◆ What needs to be done: Look through the entries below and count the lines that contain "established". Reply with that number only.

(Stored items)

++++++++++++++++++++

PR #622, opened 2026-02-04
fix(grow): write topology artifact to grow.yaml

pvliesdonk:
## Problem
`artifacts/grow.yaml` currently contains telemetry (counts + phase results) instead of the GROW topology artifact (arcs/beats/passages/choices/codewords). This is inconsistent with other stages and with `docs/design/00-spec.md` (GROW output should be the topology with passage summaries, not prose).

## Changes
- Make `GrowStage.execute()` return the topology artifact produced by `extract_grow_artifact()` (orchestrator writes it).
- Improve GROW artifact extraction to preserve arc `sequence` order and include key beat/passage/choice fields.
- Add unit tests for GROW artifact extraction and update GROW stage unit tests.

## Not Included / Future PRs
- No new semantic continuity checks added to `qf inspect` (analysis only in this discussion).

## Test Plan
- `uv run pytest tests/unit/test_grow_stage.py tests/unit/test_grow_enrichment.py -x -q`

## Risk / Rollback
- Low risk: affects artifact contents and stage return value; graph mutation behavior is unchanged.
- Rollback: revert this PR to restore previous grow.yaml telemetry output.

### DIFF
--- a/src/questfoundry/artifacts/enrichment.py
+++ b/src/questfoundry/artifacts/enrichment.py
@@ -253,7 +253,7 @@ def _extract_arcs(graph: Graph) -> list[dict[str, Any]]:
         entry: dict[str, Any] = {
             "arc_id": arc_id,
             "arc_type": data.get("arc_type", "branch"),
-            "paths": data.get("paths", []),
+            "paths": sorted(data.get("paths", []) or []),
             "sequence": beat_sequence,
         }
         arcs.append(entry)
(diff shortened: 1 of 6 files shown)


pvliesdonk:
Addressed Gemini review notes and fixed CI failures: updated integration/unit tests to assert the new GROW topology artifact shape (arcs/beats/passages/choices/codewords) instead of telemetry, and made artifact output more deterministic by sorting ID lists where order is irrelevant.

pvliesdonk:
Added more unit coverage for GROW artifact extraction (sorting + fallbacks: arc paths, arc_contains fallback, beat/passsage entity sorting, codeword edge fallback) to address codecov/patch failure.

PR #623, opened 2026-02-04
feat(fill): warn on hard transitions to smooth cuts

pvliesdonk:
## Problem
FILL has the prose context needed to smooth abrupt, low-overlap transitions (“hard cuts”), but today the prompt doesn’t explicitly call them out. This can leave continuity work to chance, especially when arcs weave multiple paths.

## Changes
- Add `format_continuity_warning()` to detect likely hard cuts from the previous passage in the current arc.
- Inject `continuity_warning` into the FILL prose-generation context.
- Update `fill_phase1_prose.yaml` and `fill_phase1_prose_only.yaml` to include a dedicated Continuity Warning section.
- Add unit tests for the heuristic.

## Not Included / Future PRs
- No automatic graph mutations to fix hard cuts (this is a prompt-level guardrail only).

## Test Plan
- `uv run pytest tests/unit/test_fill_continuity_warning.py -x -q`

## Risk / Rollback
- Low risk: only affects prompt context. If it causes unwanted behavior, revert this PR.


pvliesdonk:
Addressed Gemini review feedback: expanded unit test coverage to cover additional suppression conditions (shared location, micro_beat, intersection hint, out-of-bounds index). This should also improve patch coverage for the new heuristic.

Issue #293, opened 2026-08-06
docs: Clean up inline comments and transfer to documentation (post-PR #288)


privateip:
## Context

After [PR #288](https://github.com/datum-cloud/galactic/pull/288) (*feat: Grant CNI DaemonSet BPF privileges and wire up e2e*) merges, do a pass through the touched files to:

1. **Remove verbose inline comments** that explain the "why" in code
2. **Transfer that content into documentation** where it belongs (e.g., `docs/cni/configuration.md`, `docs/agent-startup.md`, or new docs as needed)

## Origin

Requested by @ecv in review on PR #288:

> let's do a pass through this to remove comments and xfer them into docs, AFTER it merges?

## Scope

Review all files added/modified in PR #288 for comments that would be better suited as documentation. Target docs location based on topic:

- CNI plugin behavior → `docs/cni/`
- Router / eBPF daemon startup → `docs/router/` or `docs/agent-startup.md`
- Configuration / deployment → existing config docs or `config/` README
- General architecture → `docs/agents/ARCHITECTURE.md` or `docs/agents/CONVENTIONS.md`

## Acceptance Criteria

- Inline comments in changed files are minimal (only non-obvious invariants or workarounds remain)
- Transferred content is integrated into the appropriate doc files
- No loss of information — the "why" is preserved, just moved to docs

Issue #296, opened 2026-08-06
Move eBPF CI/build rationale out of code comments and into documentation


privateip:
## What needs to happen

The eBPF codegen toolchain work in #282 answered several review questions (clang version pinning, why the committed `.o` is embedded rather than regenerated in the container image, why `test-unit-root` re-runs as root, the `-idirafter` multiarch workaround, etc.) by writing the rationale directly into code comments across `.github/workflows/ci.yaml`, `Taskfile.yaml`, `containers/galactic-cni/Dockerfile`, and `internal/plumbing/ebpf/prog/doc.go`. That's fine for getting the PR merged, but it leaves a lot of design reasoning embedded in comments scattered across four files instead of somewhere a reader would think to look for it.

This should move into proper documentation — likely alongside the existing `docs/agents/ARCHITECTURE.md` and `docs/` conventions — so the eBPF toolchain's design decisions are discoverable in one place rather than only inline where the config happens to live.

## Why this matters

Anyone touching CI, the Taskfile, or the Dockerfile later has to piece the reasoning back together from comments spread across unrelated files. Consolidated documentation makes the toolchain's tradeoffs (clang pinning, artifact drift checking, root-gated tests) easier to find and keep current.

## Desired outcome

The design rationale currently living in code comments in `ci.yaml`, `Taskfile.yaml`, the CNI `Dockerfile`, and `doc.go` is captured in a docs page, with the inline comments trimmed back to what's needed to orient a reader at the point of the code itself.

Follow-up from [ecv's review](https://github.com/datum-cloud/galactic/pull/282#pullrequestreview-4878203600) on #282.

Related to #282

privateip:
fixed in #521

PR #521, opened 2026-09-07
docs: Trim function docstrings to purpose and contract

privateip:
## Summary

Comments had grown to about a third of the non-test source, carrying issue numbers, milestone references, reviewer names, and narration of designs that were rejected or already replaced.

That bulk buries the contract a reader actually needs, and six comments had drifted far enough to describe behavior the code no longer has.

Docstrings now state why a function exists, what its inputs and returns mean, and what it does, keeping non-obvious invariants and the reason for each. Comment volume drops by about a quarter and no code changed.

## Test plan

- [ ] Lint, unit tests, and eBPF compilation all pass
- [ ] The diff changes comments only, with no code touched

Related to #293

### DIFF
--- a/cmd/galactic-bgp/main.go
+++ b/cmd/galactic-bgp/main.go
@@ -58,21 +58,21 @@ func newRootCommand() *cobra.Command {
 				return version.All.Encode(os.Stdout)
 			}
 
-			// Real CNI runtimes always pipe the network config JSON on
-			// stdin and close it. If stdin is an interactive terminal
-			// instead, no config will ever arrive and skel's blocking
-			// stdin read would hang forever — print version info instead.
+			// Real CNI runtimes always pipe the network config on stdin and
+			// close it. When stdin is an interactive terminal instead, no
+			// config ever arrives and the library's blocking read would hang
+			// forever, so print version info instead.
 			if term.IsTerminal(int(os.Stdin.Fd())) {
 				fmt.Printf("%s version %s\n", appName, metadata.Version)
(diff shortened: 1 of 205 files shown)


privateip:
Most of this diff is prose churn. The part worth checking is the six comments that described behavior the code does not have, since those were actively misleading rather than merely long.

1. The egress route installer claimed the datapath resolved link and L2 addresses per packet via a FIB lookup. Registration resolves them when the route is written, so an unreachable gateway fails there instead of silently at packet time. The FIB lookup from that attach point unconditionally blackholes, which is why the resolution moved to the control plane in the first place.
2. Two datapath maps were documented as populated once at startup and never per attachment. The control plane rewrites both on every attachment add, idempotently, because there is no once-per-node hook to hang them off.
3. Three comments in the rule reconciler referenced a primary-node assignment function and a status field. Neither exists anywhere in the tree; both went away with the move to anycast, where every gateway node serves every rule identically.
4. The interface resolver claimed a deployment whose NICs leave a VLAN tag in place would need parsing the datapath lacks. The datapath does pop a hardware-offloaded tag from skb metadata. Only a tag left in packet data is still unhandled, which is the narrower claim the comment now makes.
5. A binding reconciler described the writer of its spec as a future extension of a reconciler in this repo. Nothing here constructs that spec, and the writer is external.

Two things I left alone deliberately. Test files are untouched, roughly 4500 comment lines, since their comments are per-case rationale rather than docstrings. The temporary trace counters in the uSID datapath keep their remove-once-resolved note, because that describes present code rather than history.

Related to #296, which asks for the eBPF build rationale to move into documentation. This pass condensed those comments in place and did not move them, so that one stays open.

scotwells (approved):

++++++++++++++++++++

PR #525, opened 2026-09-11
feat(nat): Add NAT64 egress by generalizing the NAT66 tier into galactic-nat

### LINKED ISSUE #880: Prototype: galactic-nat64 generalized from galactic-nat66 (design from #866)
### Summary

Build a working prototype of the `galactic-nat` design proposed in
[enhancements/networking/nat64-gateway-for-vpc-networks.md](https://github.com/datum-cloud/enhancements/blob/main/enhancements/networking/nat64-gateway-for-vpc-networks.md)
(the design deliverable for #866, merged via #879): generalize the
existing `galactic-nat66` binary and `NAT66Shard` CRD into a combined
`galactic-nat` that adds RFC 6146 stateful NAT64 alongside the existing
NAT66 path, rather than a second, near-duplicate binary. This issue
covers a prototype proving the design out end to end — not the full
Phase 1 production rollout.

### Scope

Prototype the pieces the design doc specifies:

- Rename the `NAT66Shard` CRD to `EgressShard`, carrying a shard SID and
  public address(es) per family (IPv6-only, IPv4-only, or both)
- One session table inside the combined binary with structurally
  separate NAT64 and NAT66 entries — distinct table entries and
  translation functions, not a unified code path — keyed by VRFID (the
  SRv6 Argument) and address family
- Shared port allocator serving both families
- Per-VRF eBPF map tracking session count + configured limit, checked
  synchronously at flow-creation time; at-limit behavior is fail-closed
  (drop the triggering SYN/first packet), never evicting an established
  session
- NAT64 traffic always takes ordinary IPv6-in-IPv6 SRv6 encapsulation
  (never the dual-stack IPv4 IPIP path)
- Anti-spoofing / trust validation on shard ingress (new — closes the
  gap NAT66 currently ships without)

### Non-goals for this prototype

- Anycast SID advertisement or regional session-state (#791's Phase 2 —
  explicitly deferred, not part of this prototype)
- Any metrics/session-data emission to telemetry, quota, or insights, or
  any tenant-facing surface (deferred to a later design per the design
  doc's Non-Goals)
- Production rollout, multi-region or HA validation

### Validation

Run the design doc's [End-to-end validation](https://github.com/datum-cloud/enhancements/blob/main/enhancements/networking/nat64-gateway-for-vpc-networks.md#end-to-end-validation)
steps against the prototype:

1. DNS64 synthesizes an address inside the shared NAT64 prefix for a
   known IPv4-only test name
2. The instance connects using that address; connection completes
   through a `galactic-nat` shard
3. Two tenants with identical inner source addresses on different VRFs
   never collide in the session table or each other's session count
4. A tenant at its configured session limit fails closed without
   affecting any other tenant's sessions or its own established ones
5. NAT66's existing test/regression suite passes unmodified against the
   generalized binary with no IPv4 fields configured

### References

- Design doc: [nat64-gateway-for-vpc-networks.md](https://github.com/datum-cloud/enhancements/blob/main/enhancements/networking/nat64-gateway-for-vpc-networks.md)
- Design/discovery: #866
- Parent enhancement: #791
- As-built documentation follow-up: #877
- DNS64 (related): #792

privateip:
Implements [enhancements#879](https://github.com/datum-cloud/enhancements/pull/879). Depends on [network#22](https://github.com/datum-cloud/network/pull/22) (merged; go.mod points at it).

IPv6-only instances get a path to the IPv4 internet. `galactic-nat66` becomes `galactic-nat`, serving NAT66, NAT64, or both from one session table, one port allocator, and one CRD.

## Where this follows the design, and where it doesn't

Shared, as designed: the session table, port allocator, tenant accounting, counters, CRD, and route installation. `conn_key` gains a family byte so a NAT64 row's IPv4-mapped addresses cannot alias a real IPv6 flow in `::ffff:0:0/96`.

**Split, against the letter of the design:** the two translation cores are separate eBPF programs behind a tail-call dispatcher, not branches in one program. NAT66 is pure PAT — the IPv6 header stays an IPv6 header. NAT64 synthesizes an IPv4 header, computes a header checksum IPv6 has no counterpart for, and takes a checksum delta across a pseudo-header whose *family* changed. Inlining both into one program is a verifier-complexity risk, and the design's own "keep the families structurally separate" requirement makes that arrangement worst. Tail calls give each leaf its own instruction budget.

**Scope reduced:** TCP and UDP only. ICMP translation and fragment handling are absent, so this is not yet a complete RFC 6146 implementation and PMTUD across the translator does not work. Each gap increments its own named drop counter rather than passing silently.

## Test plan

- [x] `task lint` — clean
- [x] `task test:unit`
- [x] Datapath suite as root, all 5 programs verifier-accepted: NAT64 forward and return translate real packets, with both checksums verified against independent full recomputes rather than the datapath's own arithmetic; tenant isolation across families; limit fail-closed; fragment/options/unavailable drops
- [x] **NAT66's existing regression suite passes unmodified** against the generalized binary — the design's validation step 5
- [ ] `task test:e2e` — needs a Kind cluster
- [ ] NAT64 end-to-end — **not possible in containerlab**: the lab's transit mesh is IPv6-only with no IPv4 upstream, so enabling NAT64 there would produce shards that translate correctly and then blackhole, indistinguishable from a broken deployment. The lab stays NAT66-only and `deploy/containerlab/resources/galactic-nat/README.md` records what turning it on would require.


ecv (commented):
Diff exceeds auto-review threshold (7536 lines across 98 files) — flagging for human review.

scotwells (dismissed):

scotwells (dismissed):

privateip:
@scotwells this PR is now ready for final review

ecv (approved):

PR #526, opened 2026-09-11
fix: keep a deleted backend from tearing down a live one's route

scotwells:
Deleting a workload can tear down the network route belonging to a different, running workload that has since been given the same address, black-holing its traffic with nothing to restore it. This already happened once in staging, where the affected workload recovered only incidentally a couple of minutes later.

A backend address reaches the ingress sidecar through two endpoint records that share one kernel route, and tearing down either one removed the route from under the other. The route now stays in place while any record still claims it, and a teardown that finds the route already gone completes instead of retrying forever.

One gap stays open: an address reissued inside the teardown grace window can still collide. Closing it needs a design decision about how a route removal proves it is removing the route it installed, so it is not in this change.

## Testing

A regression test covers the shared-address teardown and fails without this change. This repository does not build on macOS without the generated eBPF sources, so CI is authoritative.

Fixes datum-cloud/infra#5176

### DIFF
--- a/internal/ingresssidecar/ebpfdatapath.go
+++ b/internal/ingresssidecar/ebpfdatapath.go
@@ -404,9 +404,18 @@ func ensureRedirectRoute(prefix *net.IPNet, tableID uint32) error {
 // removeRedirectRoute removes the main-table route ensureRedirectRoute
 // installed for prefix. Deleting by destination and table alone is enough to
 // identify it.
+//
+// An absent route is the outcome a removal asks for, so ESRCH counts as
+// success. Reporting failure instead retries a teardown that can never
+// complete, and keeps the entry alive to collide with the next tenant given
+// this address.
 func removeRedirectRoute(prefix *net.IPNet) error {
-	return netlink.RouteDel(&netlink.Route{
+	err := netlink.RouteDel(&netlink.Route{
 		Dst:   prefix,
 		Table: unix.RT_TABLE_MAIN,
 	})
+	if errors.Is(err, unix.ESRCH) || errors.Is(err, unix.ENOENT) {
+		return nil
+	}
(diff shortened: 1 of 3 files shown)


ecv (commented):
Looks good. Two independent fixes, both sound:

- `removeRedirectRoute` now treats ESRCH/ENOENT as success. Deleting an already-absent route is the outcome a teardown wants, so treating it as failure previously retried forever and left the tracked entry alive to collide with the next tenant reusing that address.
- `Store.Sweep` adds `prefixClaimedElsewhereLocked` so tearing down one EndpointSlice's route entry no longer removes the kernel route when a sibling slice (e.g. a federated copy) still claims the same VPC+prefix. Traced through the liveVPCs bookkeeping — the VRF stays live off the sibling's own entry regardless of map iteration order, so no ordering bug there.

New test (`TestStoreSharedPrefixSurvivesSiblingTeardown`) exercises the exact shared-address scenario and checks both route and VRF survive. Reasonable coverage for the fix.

++++++++++++++++++++

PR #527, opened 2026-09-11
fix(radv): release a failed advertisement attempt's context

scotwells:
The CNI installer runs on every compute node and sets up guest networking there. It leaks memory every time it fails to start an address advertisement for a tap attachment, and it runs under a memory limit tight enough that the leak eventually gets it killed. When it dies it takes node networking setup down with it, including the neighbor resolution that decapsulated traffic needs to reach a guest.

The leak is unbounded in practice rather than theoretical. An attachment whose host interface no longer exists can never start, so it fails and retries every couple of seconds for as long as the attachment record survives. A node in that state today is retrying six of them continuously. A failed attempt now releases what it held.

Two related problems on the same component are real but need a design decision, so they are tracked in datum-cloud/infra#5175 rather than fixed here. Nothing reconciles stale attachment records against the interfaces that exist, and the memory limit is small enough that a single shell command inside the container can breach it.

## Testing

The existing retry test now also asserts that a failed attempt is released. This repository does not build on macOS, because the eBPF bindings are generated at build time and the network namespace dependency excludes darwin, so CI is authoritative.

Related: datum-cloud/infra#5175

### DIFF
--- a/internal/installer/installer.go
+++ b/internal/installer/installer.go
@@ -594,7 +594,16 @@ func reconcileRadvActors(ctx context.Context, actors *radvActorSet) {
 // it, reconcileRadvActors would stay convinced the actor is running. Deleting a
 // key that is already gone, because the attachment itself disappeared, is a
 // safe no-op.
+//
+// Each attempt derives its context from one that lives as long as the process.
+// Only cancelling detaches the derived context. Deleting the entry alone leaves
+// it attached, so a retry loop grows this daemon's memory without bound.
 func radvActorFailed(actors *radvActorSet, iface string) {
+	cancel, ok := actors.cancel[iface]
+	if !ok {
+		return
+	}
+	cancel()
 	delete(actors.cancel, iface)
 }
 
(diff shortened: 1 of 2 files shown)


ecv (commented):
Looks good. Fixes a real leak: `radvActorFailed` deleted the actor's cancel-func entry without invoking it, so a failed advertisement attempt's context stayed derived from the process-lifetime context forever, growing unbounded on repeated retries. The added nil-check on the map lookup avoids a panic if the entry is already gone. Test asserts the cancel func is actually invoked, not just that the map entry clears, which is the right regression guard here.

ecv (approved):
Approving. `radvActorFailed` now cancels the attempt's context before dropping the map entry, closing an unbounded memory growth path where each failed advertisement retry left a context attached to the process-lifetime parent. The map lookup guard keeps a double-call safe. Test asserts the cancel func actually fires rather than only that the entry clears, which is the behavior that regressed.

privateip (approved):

++++++++++++++++++++

◆ Problem solution: 2